(Exercise) With the line containing "- Avoid hanging" as the start and the line containing "Yeah, I guess" as the end, transcribe that span of the entries below exactly, including both.

(Data provided)

***

PR #3999, opened 2016-06-23
xcode-mode package.

nicklanasa:


purcell:
Thanks! Quick feedback:
- "for emacs" in the package description is redundant and should be removed. All elisp packages are for Emacs! :-)
- `(setq compilation-scroll-output t)` is inappropriate, as it rudely changes a global default for users without asking them -- keep that in your personal config
- Create a prefix map for `C-c C-x` to avoid repeating that everywhere. But in any case, `C-c C-letter` is [reserved for major modes](https://www.gnu.org/software/emacs/manual/html_node/elisp/Key-Binding-Conventions.html), so you should change to a different prefix
- I'd suggest bundling all the little `.el` files into `xcode-mode.el`: the current fine-grained separation really isn't idiomatic

Hope that helps!

nicklanasa:
@purcell https://github.com/nicklanasa/xcode-mode/pull/18

purcell:
Nice, thanks!

PR #4373, opened 2016-10-29
persp-mode-fr

rocher:

In 'persp-mode', show the list of perspectives in the GUI window title. It also indicates the currently selected one.

https://github.com/rocher/persp-mode-fr

Maintainer.

None.

### Checklist


purcell:
Thanks.
- There's a mix of `persp-fr` and `persp-mode-fr` prefixes being used here: they should match, and so I'd suggest renaming the package to `persp-fr`, and prefixing all its identifiers consistently to match.
- You're using `add-function`, which is only available in very new Emacs versions, so you'll need to either change that or declare a package dependency on the minimum Emacs version. `flycheck-package` can help you with that.

rocher:
Hi Steve,

Thank you very much for your feedback. 

You're right, it should be named `persp-fr-mode` and use only `persp-fr` as prefix. Anyway, I will rename it `persp-fr` and will fix Emacs dependencies, so I will send a new push request for `persp-fr`.

PR #4375, opened 2016-10-29
Add chinese-pyim-wbdict recipe

tumashu:

Some wubi dicts for chinese-pyim

https://github.com/tumashu/chinese-pyim-wbdict

I'm  the maintainer

None needed

### Checklist

- [+] I've read [CONTRIBUTING.md](https://github.com/melpa/melpa/blob/master/CONTRIBUTING.md)
- [+] I've built and installed the package using the instructions in the [README](https://github.com/melpa/melpa/blob/master/README.md)

### DIFF
--- a/recipes/chinese-pyim-wbdict
+++ b/recipes/chinese-pyim-wbdict
@@ -1,0 +1,3 @@
+(chinese-pyim-wbdict :fetcher github
+                     :repo "tumashu/chinese-pyim-wbdict"
+                     :files (:defaults "*.pyim" "*.pyim.gz"))


tumashu:
Wubi is a kind chinese input method which is based the sharp of chinese char.

syohex:
- Why does not it require `chinese-pyim` package as package dependency ? Your package does not work without it at all.
- Why does this package allow byte-compiling ? (`no-byte-compile: t`)

tumashu:
Fixed, thanks!
```
Why does this package allow byte-compiling ? (no-byte-compile: t)
```

tumashu:
This package is just a data package, it can be installed without chinese-pyim. if chinese-pyim has not been installed, this package do nothing but message "you should install chinese-pyim".
```
Why does not it require chinese-pyim package as package dependency ? Your package does not work without it at all.
```

purcell:
> This package is just a data package, it can be installed without chinese-pyim. if chinese-pyim has not been installed, this package do nothing but message "you should install chinese-pyim".

Yes, that's exactly why it should depend on `chinese-pyim`. It's not useful without it.

tumashu:
Fixed

```
Yes, that's exactly why it should depend on chinese-pyim. It's not useful without it.
```

purcell:
Super, thanks.

PR #4378, opened 2016-10-30
waf-mode added

valden:

Waf build tool integration for Emacs

https://bitbucket.org/dvalchuk/waf-mode

I'm a maintainer of that package.

None needed
### Checklist

### DIFF
--- a/recipes/waf-mode
+++ b/recipes/waf-mode
@@ -1,0 +1,1 @@
+(waf-mode :fetcher bitbucket :repo "dvalchuk/waf-mode")
--- a/recipes/waf-mode
+++ b/recipes/waf-mode
@@ -1,1 +1,1 @@
-(waf-mode :fetcher bitbucket :repo "dvalchuk/waf-mode")
+(waf-mode :fetcher git :url "https://bitbucket.org/dvalchuk/waf-mode")


syohex:
- Use `git` fetcher instead of `bitbucket` when you use git on bitbucket. (`bitbucket` feature supports only mercurial)
- There is no package header, author, copyright, license, package description, package dependencies, commentary section etc. Please read packaging document
- Don't use `C-c w` prefix for emacs lisp coding convention. Please read packaging document
- File pattern of `auto-mode-alist` should be improved(for example `wscript\\'` etc). `wscript` matches against `awscriptb`.  And use `add-to-list` for avoiding registering multiple times

valden:
I've fixed all your notes.

syohex:
`C-b` prefix overwrites`backward-char` key binding. I thinks it is bad for Emacs users except evil users.

valden:
But it is not forbidden by emacs lisp coding convention. Ok - what is your suggestion? Maybe you know free prefix?

alezost:
@valden, Keys for minor modes are rather strict; most of the times they begin with `C-c`.

See (info "(elisp) Keymaps and Minor Modes")

valden:
I've changed prefix to `C-c f`

syohex:
https://www.gnu.org/software/emacs/manual/html_node/elisp/Key-Binding-Conventions.html#Key-Binding-Conventions

Key binding conventions say 

> Don’t define C-c letter as a key in Lisp programs. Sequences consisting of C-c and a letter (either upper or lower case) are reserved for users; they are the only sequences reserved for users, so do not block them.

valden:
@syohex And below on the same page:

> Sequences consisting of C-c followed by any other ASCII punctuation or symbol character are allocated for minor modes. Using them in a major mode is not absolutely prohibited, but if you do that, the major mode binding may be shadowed from time to time by minor modes.

purcell:
But `f` is not punctuation or a symbol.

purcell:
More feedback from me:
- "for Emacs" in the package description is redundant and should be removed in the three places where it appears: all elisp packages are for Emacs. :-)
- You should set `compilation-scroll-output` as a local variable, not globally.
- Avoid hanging `)`: this is bad style.
- Your `condition-case` form can probably just be `ignore-errors`
- The `auto-mode-alist` modification feels out of place here, since there's no direct connection between this code and `python-mode`
- Is there a `wscript` in every waf-enabled project directory? If so, then you should avoid the heavyweight `projectile` dependency, and just use Emacs' own `locate-dominating-file` function instead.
- I imagine you plan for users to add `waf-conditionally-enable` to a hook, but if so, you should mark it as `;;;###autoload`.

Hope that helps!

valden:
@purcell thank you for feedback. 
Regarding "Avoid hanging ): this is bad style." - Is it requirement or I can use my style? Because as for me "))))))" is a bad style - it is difficult to read that code without editor (f.e. here in github web interface).

valden:
@purcell regarded your note: 

> The `auto-mode-alist` modification feels out of place here, since there's no direct connection between this code and `python-mode`

The Waf building tool is writtent in python and it's scripts (wscript) files are true python code. So I do not see why Emacs should not treat them as python code.

purcell:
Yeah, I guess the `auto-mode-alist` modification is probably okay.

Regarding the `)`, I strongly suggest you reconsider the idea of "my style" vs. the community conventions: those conventions are there to allow everyone in the elisp community to work together consistently, which is more important than individual preferences. There are tools (e.g. `rainbow-delimiters`, `hl-sexp-mode`) which make it much easier to work with `)))` etc. if you find them confusing.

valden:
@purcell regarding your comment:
> You should set `compilation-scroll-output` as a local variable, not globally.
I tried to replace `(setq compilation-scroll-output t)` with `(setq-local compilation-scroll-output t)` and it does not work. Maybe you meant another solution?

purcell:
> I tried to replace (setq compilation-scroll-output t) with (setq-local compilation-scroll-output t) and it does not work. Maybe you meant another solution?

No, that's the right solution, but you need to make sure that the code in `waf-setup-compile-buffer` is executed with the compilation buffer as the current buffer. So `with-current-buffer` is what you need. And similarly, you should add to the *local* version of `compilation-filter-hook`, by passing the `LOCAL` flag to `add-hook`.

valden:
Please review it again, It seems I've finished resolving of all your feedbacks.

valden:
@syohex fixed.

purcell:
> Please review it again, It seems I've finished resolving of all your feedbacks.

The redundant "for Emacs" is still there, as is the `projectile` dependency. Those can both be eliminated.

tarsius:
@valden Any progress on the remaining issues?

valden:
@purcell can you suggest how to eliminate the projectile dependency?
eliminate `(projectile-project-root)` is easy but what I can do with following snippet?
lines: 55-58
`(save-some-buffers (not compilation-ask-about-save)  (lambda ()  (projectile-project-buffer-p (current-buffer)  default-directory)))`

Here I save only **this project** related files before compilation.

valden:
@tarsius everything is done except "projectile dependency"

valden:
@purcell For now I see only one option: move outside that lambda and call it here only if it was defined (like I did it with key prefix). Is it ok?

purcell:
You can replace `projectile-project-root` like this:

```el
(defun waf--project-root (&optional file)
  "Return the waf project root for FILE, or for `default-directory' if not specified."
  (or (locate-dominating-file (or file default-directory) "wscript")
      (error "No wscript found")))
```

Then your cmd function becomes this:
```el
(defun waf--run-build-cmd (cmd)
  "Call `waf CMD' in the root of the project."
  (let* ((waf-root (waf--project-root))
         (default-directory waf-root)
         (cmd (concat "waf " cmd)))
    (save-some-buffers (not compilation-ask-about-save)
                       (lambda ()
                         (and default-directory
                              (string-prefix-p default-directory waf-root))))
    (compilation-start cmd)))
```

and `waf-conditionally-enable` becomes:

```
(defun waf-conditionally-enable ()
  "Enable `waf-mode' only when a `wscript' file is present in project root."
  (when (ignore-errors (waf--project-root))
    (waf-mode 1)))
```

You can also just write `waf--run-build-cmd` like this:

```el
(defun waf--run-build-cmd (cmd)
  "Call `waf CMD' in the root of the project."
  (let* ((waf-root (waf--project-root))
         (default-directory waf-root)
         (cmd (concat "waf " cmd))
         (compilation-save-buffers-predicate
          (lambda ()
            (and default-directory
                 (string-prefix-p default-directory waf-root)))))
    (compile cmd)))
```

valden:
Thank you, @purcell .

valden:
Please review my changes. I've done with your notes.

syohex:
I think you should write more document for users into README.md or commentary section
- How to enable this minor-mode
- Default key bindings
- etc

valden:
@syohex done. 
Anything else?

purcell:
Nice, thanks!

***

(Solved problem)
- Avoid hanging `)`: this is bad style.
- Your `condition-case` form can probably just be `ignore-errors`
- The `auto-mode-alist` modification feels out of place here, since there's no direct connection between this code and `python-mode`
- Is there a `wscript` in every waf-enabled project directory? If so, then you should avoid the heavyweight `projectile` dependency, and just use Emacs' own `locate-dominating-file` function instead.
- I imagine you plan for users to add `waf-conditionally-enable` to a hook, but if so, you should mark it as `;;;###autoload`.

Hope that helps!

valden:
@purcell thank you for feedback. 
Regarding "Avoid hanging ): this is bad style." - Is it requirement or I can use my style? Because as for me "))))))" is a bad style - it is difficult to read that code without editor (f.e. here in github web interface).

valden:
@purcell regarded your note: 

> The `auto-mode-alist` modification feels out of place here, since there's no direct connection between this code and `python-mode`

The Waf building tool is writtent in python and it's scripts (wscript) files are true python code. So I do not see why Emacs should not treat them as python code.

purcell:
Yeah, I guess the `auto-mode-alist` modification is probably okay.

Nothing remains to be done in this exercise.